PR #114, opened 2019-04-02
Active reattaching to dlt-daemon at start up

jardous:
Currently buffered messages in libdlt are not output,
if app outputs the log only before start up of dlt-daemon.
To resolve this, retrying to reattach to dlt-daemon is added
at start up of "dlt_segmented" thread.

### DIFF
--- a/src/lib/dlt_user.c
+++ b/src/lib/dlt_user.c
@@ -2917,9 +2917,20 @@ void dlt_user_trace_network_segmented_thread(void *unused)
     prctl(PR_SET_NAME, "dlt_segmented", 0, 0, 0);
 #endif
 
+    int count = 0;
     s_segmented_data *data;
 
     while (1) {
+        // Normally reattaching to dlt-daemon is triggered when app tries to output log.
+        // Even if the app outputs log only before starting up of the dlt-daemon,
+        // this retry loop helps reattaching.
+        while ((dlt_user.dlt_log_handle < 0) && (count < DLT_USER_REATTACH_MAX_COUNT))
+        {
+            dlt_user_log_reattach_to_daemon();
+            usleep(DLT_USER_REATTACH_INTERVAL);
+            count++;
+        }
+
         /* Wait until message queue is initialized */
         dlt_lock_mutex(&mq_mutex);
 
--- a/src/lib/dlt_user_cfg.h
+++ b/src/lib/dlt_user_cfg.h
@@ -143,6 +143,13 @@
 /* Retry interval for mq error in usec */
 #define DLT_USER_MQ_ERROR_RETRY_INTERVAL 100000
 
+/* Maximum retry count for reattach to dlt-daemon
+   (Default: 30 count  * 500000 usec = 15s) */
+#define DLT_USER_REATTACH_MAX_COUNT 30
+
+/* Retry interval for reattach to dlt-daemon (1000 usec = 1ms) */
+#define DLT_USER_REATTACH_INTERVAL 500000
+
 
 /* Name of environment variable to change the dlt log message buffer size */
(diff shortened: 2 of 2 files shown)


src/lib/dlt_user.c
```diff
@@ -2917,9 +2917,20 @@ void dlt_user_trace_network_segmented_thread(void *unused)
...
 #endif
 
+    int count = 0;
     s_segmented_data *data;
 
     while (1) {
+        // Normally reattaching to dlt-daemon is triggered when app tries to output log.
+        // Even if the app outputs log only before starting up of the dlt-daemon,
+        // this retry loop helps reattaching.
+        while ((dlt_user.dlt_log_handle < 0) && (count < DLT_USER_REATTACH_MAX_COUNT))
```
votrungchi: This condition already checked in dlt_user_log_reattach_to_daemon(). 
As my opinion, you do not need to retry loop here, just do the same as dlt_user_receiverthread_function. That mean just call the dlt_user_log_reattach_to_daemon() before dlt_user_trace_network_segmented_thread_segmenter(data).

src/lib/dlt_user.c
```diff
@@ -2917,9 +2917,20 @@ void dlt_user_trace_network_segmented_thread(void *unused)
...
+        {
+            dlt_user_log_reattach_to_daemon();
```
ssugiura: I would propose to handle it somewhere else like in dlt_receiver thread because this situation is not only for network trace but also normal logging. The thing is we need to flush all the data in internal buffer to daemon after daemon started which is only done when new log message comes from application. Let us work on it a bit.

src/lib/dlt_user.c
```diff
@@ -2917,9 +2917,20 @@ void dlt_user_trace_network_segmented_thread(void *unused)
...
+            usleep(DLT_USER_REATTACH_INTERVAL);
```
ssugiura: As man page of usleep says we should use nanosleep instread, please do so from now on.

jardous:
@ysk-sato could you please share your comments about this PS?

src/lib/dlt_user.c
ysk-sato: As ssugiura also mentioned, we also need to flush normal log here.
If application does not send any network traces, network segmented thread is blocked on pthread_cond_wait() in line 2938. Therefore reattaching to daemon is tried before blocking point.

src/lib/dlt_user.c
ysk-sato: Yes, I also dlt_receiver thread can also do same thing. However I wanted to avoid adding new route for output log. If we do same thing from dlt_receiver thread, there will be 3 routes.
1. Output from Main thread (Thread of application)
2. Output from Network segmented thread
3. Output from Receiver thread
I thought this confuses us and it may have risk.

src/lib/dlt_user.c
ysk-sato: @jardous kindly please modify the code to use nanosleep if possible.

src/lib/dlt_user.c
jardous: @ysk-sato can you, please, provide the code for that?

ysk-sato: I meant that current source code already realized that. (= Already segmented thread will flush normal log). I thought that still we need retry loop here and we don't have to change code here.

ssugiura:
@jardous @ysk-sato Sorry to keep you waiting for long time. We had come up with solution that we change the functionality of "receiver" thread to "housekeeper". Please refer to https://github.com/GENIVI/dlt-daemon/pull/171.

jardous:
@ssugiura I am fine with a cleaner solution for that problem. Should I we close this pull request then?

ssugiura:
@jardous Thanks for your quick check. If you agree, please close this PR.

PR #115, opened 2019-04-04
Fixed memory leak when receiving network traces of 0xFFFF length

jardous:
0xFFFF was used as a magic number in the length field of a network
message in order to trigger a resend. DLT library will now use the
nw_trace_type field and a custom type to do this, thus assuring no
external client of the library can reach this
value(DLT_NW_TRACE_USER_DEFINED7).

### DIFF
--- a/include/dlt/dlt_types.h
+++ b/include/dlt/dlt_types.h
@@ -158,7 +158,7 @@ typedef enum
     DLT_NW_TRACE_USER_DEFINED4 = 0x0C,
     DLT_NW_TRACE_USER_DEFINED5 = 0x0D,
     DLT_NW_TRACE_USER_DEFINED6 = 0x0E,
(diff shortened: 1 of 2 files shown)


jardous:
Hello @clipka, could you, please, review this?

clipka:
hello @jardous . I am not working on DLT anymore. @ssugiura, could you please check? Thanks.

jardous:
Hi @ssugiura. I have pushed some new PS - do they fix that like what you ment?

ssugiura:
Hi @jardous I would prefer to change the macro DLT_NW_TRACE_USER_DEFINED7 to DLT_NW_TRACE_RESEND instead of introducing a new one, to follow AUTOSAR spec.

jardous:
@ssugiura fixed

* * *

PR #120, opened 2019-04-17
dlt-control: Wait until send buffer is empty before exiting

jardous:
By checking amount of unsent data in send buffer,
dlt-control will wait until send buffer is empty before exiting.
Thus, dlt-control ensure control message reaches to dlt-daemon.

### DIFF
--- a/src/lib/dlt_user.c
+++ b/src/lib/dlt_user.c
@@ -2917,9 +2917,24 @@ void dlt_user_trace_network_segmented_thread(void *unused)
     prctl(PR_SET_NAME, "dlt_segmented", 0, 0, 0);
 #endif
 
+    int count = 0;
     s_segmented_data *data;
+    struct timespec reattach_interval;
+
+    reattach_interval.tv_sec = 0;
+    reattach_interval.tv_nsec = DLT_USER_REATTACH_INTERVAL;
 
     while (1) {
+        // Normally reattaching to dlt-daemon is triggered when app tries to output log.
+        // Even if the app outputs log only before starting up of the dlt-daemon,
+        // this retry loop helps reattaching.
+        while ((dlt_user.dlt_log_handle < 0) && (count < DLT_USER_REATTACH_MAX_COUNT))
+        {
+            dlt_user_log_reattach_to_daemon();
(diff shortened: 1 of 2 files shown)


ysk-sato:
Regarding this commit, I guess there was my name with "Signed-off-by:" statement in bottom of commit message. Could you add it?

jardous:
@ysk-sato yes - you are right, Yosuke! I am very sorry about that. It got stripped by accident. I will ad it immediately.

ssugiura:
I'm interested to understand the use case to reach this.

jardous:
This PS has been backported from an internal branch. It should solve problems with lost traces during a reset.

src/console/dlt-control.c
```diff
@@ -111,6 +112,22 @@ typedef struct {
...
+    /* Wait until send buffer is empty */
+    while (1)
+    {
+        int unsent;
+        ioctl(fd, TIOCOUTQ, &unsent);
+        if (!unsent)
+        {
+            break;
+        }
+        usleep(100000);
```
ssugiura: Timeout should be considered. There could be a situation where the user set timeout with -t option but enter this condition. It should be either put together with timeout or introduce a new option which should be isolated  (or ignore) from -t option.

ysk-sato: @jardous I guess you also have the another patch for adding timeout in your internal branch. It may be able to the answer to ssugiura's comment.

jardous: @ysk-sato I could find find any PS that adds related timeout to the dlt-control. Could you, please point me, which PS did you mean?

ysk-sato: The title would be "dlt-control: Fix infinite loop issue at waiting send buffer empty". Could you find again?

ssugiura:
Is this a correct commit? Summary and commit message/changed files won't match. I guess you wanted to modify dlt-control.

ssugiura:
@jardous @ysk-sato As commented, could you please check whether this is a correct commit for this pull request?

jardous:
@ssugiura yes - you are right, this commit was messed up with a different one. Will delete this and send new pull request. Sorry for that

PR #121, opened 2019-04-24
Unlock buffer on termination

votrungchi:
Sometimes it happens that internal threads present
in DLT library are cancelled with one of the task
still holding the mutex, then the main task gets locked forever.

* * *

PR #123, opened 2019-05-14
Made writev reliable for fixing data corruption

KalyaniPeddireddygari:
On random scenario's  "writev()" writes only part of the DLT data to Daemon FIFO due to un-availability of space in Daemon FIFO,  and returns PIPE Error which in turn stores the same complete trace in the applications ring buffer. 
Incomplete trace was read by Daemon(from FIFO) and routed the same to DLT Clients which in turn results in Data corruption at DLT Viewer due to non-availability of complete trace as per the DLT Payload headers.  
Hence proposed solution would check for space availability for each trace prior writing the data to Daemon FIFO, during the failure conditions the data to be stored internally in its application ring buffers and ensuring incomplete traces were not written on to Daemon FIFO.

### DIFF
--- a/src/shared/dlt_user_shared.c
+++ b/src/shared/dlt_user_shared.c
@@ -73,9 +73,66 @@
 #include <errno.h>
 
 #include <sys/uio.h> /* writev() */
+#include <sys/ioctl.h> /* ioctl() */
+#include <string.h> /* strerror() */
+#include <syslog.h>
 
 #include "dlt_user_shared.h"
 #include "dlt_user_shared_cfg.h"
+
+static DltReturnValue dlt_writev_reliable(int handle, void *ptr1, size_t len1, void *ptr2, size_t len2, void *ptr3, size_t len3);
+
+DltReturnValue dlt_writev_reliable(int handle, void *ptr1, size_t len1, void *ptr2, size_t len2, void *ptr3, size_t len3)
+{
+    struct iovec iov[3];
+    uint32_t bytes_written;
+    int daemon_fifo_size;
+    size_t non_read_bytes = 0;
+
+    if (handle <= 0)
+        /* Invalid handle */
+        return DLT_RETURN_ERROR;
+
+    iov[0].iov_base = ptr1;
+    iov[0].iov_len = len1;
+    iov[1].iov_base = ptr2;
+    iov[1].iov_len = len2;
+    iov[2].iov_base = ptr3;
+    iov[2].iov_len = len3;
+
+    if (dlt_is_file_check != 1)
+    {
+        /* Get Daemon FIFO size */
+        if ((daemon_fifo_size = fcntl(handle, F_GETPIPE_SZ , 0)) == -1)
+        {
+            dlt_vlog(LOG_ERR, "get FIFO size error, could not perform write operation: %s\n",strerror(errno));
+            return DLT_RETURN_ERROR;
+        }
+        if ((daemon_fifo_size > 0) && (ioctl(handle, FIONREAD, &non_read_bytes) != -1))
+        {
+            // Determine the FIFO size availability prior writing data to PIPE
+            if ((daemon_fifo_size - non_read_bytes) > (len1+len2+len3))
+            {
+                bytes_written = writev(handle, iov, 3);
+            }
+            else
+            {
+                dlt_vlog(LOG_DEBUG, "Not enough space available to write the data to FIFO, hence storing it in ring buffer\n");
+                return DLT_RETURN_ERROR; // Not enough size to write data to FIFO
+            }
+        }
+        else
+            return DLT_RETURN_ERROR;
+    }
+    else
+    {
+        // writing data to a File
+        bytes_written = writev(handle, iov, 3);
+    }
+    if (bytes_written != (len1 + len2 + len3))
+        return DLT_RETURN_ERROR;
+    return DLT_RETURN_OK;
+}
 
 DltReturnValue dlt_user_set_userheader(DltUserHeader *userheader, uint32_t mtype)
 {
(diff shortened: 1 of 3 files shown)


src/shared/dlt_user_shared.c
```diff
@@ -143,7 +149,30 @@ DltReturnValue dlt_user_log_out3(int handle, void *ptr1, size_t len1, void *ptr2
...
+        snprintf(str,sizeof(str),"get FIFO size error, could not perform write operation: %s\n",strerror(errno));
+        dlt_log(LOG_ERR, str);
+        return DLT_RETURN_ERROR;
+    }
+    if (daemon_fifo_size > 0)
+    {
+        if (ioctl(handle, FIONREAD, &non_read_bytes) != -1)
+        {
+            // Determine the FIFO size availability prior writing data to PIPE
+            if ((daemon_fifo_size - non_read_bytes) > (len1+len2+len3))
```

■ Requirement
Every line of the listing that holds "length" counts once. Say how many such lines there are, using only a number.

■ Result of this task
2